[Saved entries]
PR #334, opened 2019-07-30
Fix installation into user directory

fdcds:
This allows `pip install --user SafeEyes` or `python setup.py install --user` to work.

### DIFF
--- a/setup.py
+++ b/setup.py
@@ -1,4 +1,4 @@
-import os
+import os, sys, site
 import subprocess
 import setuptools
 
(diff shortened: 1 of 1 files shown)


slgobinath:
@fdcds thank you for your contribution.

slgobinath:
@TPXP I'm terribly sorry for not replying you. I missed your comment and just noticed it while checking your AUR package. First of all thank you very much for maintaining the `safeeyes-git` AUR.

For this particular issue, if you have any solution, I'd appreciate a PR. I'm bit busy with some personal commitments. I will get back to this when I get some time.

PR #341, opened 2019-09-24
Installing on Fedora Silverblue

IArny:
Fixed requirements for fedora


IArny:
and also we need `libcanberra-gtk3`, `libnotify` and `python3-dbus` to run it. But finally it runs without errors in console, but nothing shown. I running it from fedora toolbox, maybe this is the reason of problem

PR #358, opened 2020-02-23
smartpause: use X API instead of xprintidle subprocess

keturn:
The `xprintidle` utility is a command-line wrapper around an X11 API call. SafeEyes can make the same call itself.

This likely reduces resource usage by avoiding spawning a new subprocess every few seconds, and potentially simplifies installation dependencies.

### DIFF
--- a/safeeyes/plugins/smartpause/dependency_checker.py
+++ b/safeeyes/plugins/smartpause/dependency_checker.py
@@ -20,12 +20,9 @@ from safeeyes import Utility
 
 
 def validate(plugin_config):
-    command = None
     if Utility.DESKTOP_ENVIRONMENT == "gnome" and Utility.IS_WAYLAND:
         command = "dbus-send"
-    else:
-        command = "xprintidle"
-    if not Utility.command_exist(command):
-        return _("Please install the command-line tool '%s'") % command
-    else:
-        return None
+        if not Utility.command_exist(command):
+            return _("Please install the command-line tool '%s'") % command
+
+    return None
--- a/safeeyes/plugins/smartpause/plugin.py
+++ b/safeeyes/plugins/smartpause/plugin.py
@@ -52,8 +52,8 @@ break_interval = 0
 waiting_time = 2
 interpret_idle_as_break = False
 postpone_if_active = False
-timer: Optional[int] = None
 idle_checker: Optional[IdleTimeInterface] = None
+_timer_event_id: Optional[int] = None
 
 
 class GnomeWaylandIdleTime(IdleTimeInterface):
@@ -210,7 +210,7 @@ def on_start():
     Begin polling to check user idle time.
     """
     global idle_checker
-    global timer
+    global _timer_event_id
 
     if __is_active():
         # If SmartPause is already started, do not start it again
@@ -222,7 +222,7 @@ def on_start():
     __set_active(True)
 
     # FIXME: need to make sure that this gets updated if the waiting_time config changes
-    timer = GLib.timeout_add_seconds(waiting_time, __idle_monitor)
+    _timer_event_id = GLib.timeout_add_seconds(waiting_time, __idle_monitor)
 
 
 def on_stop():
@@ -230,7 +230,7 @@ def on_stop():
     Stop polling to check user idle time.
     """
     global smart_pause_activated
-    global timer
+    global _timer_event_id
     global idle_checker
 
     if smart_pause_activated:
@@ -239,8 +239,8 @@ def on_stop():
         return
     logging.debug('Stop Smart Pause plugin')
     __set_active(False)
-    GLib.source_remove(timer)
-    timer = None
+    GLib.source_remove(_timer_event_id)
+    _timer_event_id = None
     if idle_checker is not None:
         idle_checker.destroy()
         idle_checker = None
--- a/safeeyes/plugins/smartpause/plugin.py
+++ b/safeeyes/plugins/smartpause/plugin.py
@@ -15,6 +15,9 @@
 
 # You should have received a copy of the GNU General Public License
 # along with this program.  If not, see <http://www.gnu.org/licenses/>.
+"""
+Safe Eyes smart pause plugin
+"""
 
 import datetime
 import logging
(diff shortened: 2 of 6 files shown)


keturn:
PR in draft mode because there are some things I could yet clean up. Let me know if it looks like the sort of thing you'd be interested in.

slgobinath:
@keturn it is definitely a good direction to go. I used xprintidle because I didn't know too much about X API. I am looking forward to merge your PR.

Thank you very much for your contribution!

keturn:
One detail worth mentioning: xprintidle has some [extra code](https://github.com/g0hl1n/xprintidle/blob/b069fa4b3f4e74371c5fcead6d26bce37ecef09b/xprintidle.c#L92) in it to work around a bug where the idle time resets when the monitor drops in to power-saving standby mode.

However:

1. that bug is marked as fixed: https://bugs.freedesktop.org/show_bug.cgi?id=6439
2. even if that does happen, it might not be such a problem for this use case, because the times smartpause is interested in are shorter than the time it takes the monitor to go to sleep.

Do you think it's okay to skip that workaround code, or do we need to do more testing to see if it's a problem?

keturn:
Another thing worth talking about here is the library choice. I replaced `xprintidle` with usage of the [xcffib library](https://github.com/tych0/xcffib). I think that's a good trade, as it gets rid of the repeated subprocess and it's also available in Debian.

The snag is that makes this package depend on both xcffib **and** python-xlib (in BreakScreen), which would be a silly thing to do, because they're both X client protocol libraries.

The advantage of python-xlib is that it's pure python, which can be easier to work with and safer from memory errors. The disadvantage is that it's a new implementation and doesn't yet cover the XScreenSaver extension we need.

I think the options are

1. implement XScreenSaver [QueryInfo](https://www.x.org/releases/current/doc/scrnsaverproto/saver.html) for python-xlib.
2. accept this PR's use of xcffib, and then potentially address what to do with BreakScreen in another ticket.

While I like pure-python implementations in theory, I think the approach xcffib uses is pretty good as far as things depending on C go.

safeeyes/plugins/smartpause/dependency_checker.py
```diff
@@ -20,12 +20,9 @@
...
         command = "dbus-send"
-    else:
-        command = "xprintidle"
-    if not Utility.command_exist(command):
-        return _("Please install the command-line tool '%s'") % command
-    else:
-        return None
+        if not Utility.command_exist(command):
+            return _("Please install the command-line tool '%s'") % command
+
```
keturn: Should we try to make the `xcffib` dependency optional, by putting an import check here?
Or keep it simple and not have maybe-dependencies for bundled components?

safeeyes/plugins/smartpause/plugin.py
```diff
@@ -126,93 +174,102 @@ def init(ctx, safeeyes_config, plugin_config):
...
-        Utility.start_thread(__start_idle_monitor)
+        return
+
+    logging.debug('Start Smart Pause plugin')
+    idle_checker = idle_checker_for_platform(context)
+
+    __set_active(True)
+
+    # FIXME: need to make sure that this gets updated if the waiting_time config changes
+    _timer_event_id = GLib.timeout_add_seconds(waiting_time, __idle_monitor)
```
keturn: From reading `init()`, it looks like `waiting_time` is *almost always* 2, except in the cases where `plugin_config.idle_time` is *less* than two seconds.

Is there still a use case for that requirement? I'm having trouble imagining what that might be for.

safeeyes/plugins/smartpause/dependency_checker.py
slgobinath: Can Smart Pause plugin work without the `xcffib` library? If it cannot please add a check here. This check will only disable the plugin (not Safe Eyes) if the dependency is missing.

safeeyes/plugins/smartpause/plugin.py
slgobinath: Users have the option to specify the minimum idle time to pause Safe Eyes (by default 5 sec). Executing xprintidle every 5 seconds may pause after  seconds. That's why I made it less than  seconds which is hard coded to 2. However if the user reduces the minimum idle time to 1 sec, waiting_time also will be 1 sec.

Waiting time is used to add a delay to the while loop so that it doesn't eat the CPU. If your solution does not need busy waiting, you can skip this.

slgobinath:
> One detail worth mentioning: xprintidle has some extra code in it to work around a bug where the idle time resets when the monitor drops in to power-saving standby mode.

Since the bug is fixed long time ago, I think we don't need that fix. However it is better to test it with few distributions to make sure that we are not affected. In case if we are affected, I prefer to have the fix in place.

> Usage of `xcffib`

I also prefer pure Python based solution but looks like it requires more effort. Therefore I agree with your plan. Lets go with `xcffib` and later we can consider switching to `python-xlib`.

safeeyes/plugins/smartpause/plugin.py
keturn: It does still need a `waiting_time`. The part I am unclear on is this

> However if the user reduces the minimum idle time to 1 sec, waiting_time also will be 1 sec.

What sort of user is it that wants a minimum idle time of only one second? What kind of workflow do they have? How would they be troubled if their `waiting_time` never went below two seconds?

It must be very different than how I have considered using this, because I've set my minimum `idle_time` much higher than that.

slgobinath: I do not have any specific user requirements. Personally I set it to 5 seconds but in I didn't want to deal with issues complaining people about smart pause not respecting/not allowing a minimal waiting time. That's why I try my best to keep all settings configurable and let people to choose.

However your argument makes sense and we can set the minimum bound to be 5. Just checked the `config.json` it is already set to a minimum of 5. So we can go with a minimum of 5 seconds idle time and a waiting time slightly less than that.

xerus2000:
Btw, both Stretchly and Workrave already have a similar detection, which, unlike SafeEyes with xprintidle, actually work well for me - maybe there's something you could use from their implementations ;)

xerus2000:
Yep, I just returned to my computer after starting it half an hour ago - and within few minutes was prompted for a long break. Wut?

PR #363, opened 2020-04-11
Fix menu locking

dmitrysvd:
Issue 362. This make unlocking menu after break and not after pre break. It will not allow the user to skip the strict break if he opened the menu before it started.


slgobinath:
@dmitrysvd  Thank you for your contribution

dmitrysvd:
I seem to have missed two cases that may cause problems:
1. the break is canceled if the full-screen window opened during the pre break
2. the user can cancel the break using the terminal via fn + f_
Both of these situations will cause the menu unlock to not be triggered.
I do not yet know how to implement this correctly.

Issue #402, opened 2020-12-18
when safeeyes.json is copied to user config dir -> copy with write permissions


srghma:
this error is related to https://github.com/NixOS/nixpkgs/issues/106539

I have tried to fix it by adding 

chmod 777 safeeyes/config/safeeyes.json safeeyes/config/style/safeeyes_style.css

but nix again removed write permission

the only way is to add write permission on copying I think

![2020-12-18-17:40:31-screenshot](https://user-images.githubusercontent.com/7573215/102632948-70c7c580-4158-11eb-91db-ad95913462cf.png)

![2020-12-18-17:40:23-screenshot](https://user-images.githubusercontent.com/7573215/102632942-6efe0200-4158-11eb-9b43-69d9a1139bdc.png)

srghma:
https://github.com/slgobinath/SafeEyes/blob/2736321048ff061357baf02cd08b9d7439a32abe/safeeyes/model.py#L321

srghma:
why this is not working https://github.com/slgobinath/SafeEyes/blob/7546eebb4d64554c8823e024bf6d0f71de317701/safeeyes/Utility.py#L154

the version 2.0.9 (my problem) and master have the same write_json impl

veprbl:
I would guess that the problem is in this line:
https://github.com/slgobinath/SafeEyes/blob/2736321048ff061357baf02cd08b9d7439a32abe/safeeyes/utility.py#L378-L379

srghma:
I looked at wrong file) smart, tnx)

slgobinath:
Fixed

PR #403, opened 2020-12-18
fix(#402): fix config files cannot be written if copied from /nix/store

srghma:


slgobinath:
@srghma thank you for your contribution

Issue #387, opened 2020-10-30
DWM Multimonitor support


PatrikTrefil:
On Dwm 6.2 multi-monitor support does not work properly. Only the primary screen gets the break message.

slgobinath:
I am not familiar with DWM. My guess is if DWM automatically arrange windows, it may probably move the window to the same screen. Safe Eyes detects the available displays and move full screen windows to those displays. If DWM interfere this, it may be an issue.
Could you pls let me know the exact system you use so that I can reproduce the issue and check the problem.

Thanks

PatrikTrefil:
[This is the window manager dwm](https://dwm.suckless.org/)

It's a tiling window manager, so I think it is interfering. I tried to create a rule to keep it as a floating window, but that did not help.

OS: Manjaro Linux x86_64
Kernel: 5.8.18-1 MANJARO

Please let me know if you need any other information.

nifadyev:
Hey @michaelskyf , Is the issue still relevant? As far as i can see, you've made pull requests with necessary changes but for some reason did not close the issue

michaelskyf:
Hi @nifadyev, I think the issue could be closed.

archisman-panigrahi:
@michaelskyf In case you are using DWM, please see https://github.com/slgobinath/SafeEyes/issues/617

PR #413, opened 2021-01-17
Add support for DWM's rules

michaelskyf:
Resolves issue #387, since we can create custom rules for each monitor like that:
image


slgobinath:
Thank you very much for your contribution

PR #2214, opened 2026-03-25
Allow different probabilities for different moves in `ExchangeRule`

attila-i-szabo:
There are situations where allowing further-range exchanges in Monte Carlo is useful, but you don't normally want to use all of them at the same probability. This PR is therefore to allow weighting the different proposals allowed by `ExchangeRule`

**Usage 1:** if `clusters` are specified manually, `probabilities` specifies the relative probability of proposing each one of them:
```python
sampler = nk.sampler.MetropolisExchange(hilbert, clusters=[(1,2),(2,3),(3,4)], probabilities=[1,2,3])
```

**Usage 2:** if `graph` and `d_max` are specified, `probabilities` specifies the relative probabilities of clusters with graph distance 1,2,...
```python
sampler = nk.sampler.MetropolisExchange(hilbert, graph=graph, d_max=2, probabilities=[1.0, 0.5])
```

**Miscellaneous improvements:**
* lowered the `compute_clusters` function to numpy instead of big nested loops
* expanded the documentation of `MetropolisExchange` to cover every argument

### DIFF
--- a/netket/sampler/rules/exchange.py
+++ b/netket/sampler/rules/exchange.py
@@ -83,6 +83,11 @@ class ExchangeRule(MetropolisRule):
     The Exchange rule will swap the two sites of a random row of this
     matrix at every Metropolis step.
     """
+    probabilities: jax.Array
+    r"""1-Dimensional array :math:`p_{i}` of length :math:`N_\text{clusters}`
+    containing the relative probability of choosing each particular cluster
+    for the exchange update.
+    """
 
     def __init__(
         self,
@@ -90,6 +95,7 @@ class ExchangeRule(MetropolisRule):
         clusters: list[tuple[int, int]] | None = None,
         graph: AbstractGraph | None = None,
         d_max: int = 1,
+        probabilities: list[float] | None = None,
     ):
         r"""
         Constructs the Exchange Rule.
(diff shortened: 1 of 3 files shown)


netket/sampler/rules/exchange.py
```diff
@@ -127,11 +151,11 @@ def transition(rule, sampler, machine, parameters, state, key, σ):
         @jax.vmap
         def _update_samples(key, σ, hoppable_clusters):
             # pick a random cluster, taking into account the mask
-            n_conn = hoppable_clusters.sum(axis=-1)
+            n_conn = hoppable_clusters @ rule.probabilities
```
PhilipVinc, line 154: This does not seem correct? I'd assume that the default is for rule.probabilities to be 1/Nconn for each entry?

PhilipVinc: ah, maybe it's no longer an `n_conn` but it is still the right weight?

attila-i-szabo: Yes, it's more like `total_w_conn`. Note that the default init for probabilities is ones, so it would recover the original behaviour. (rule.probabilities are only proportional to the actual probabilities, since you have to normalise them dynamically.)

attila-i-szabo: @PhilipVinc  any specific changes I should make on this?

PhilipVinc: can you rename it? I was very confused when I read this line.

PhilipVinc (approved):
I also changed it to avoid storing the probabilities by default (the past setup) and avoid doing the product. Minor thing, but this sort of thing can quickly get expensive on GPUs when you combine many different rules.

PR #2225, opened 2026-04-14
Change times in pbar for TDVP

lindamauron:
Currently, the progressbar in `TDVP` drivers only works correctly if `t0 = 0`: 
- if `t0 > 0`, percentages start at `t0 / T` instead of `0` breaking prediction time
- if `t0 < 0`, percentages are negative and prediction time breaks too

These small changes fix this issue by shifting the origin correctly in the progressbar, displaying iterations from `0` to `T` (`T` is the total evolution time). No logic was changed in the driver, only the progressbar is affected.

### DIFF
--- a/netket/experimental/driver/tdvp_common.py
+++ b/netket/experimental/driver/tdvp_common.py
@@ -303,10 +303,11 @@ class TDVPBaseDriver(AbstractVariationalDriver):
         callbacks = to_iterable(callback)
         callback_stop = False
 
-        t_end = np.asarray(self.t + T)
+        t_init = np.asarray(self.t)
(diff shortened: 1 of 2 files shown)


PhilipVinc:
Thanks Linda,
Don't worry about failing tests, those are unrelated.

Could you also add a simple regression test to ensure this does not break in the future?

lindamauron:
I added `test_pbar_starts_zero_ends_hundred`, testing that the `pbar` has no negative percentages (happened for `t0<0`) and no sudden jumps (happened for `t0>0`). I checked that the old code raised errors while the new one passes them.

▶ **Exercise instructions**:
Nothing should appear in the answer except the lines above from the line with "Both of these" through the line with "why this is", both included, written out exactly.

▶ **Answer section**:
Both of these situations will cause the menu unlock to not be triggered.
I do not yet know how to implement this correctly.

Issue #402, opened 2020-12-18
when safeeyes.json is copied to user config dir -> copy with write permissions


srghma:
this error is related to https://github.com/NixOS/nixpkgs/issues/106539

I have tried to fix it by adding 

chmod 777 safeeyes/config/safeeyes.json safeeyes/config/style/safeeyes_style.css

but nix again removed write permission

the only way is to add write permission on copying I think

![2020-12-18-17:40:31-screenshot](https://user-images.githubusercontent.com/7573215/102632948-70c7c580-4158-11eb-91db-ad95913462cf.png)

![2020-12-18-17:40:23-screenshot](https://user-images.githubusercontent.com/7573215/102632942-6efe0200-4158-11eb-9b43-69d9a1139bdc.png)

srghma:
https://github.com/slgobinath/SafeEyes/blob/2736321048ff061357baf02cd08b9d7439a32abe/safeeyes/model.py#L321

srghma:
why this is not working https://github.com/slgobinath/SafeEyes/blob/7546eebb4d64554c8823e024bf6d0f71de317701/safeeyes/Utility.py#L154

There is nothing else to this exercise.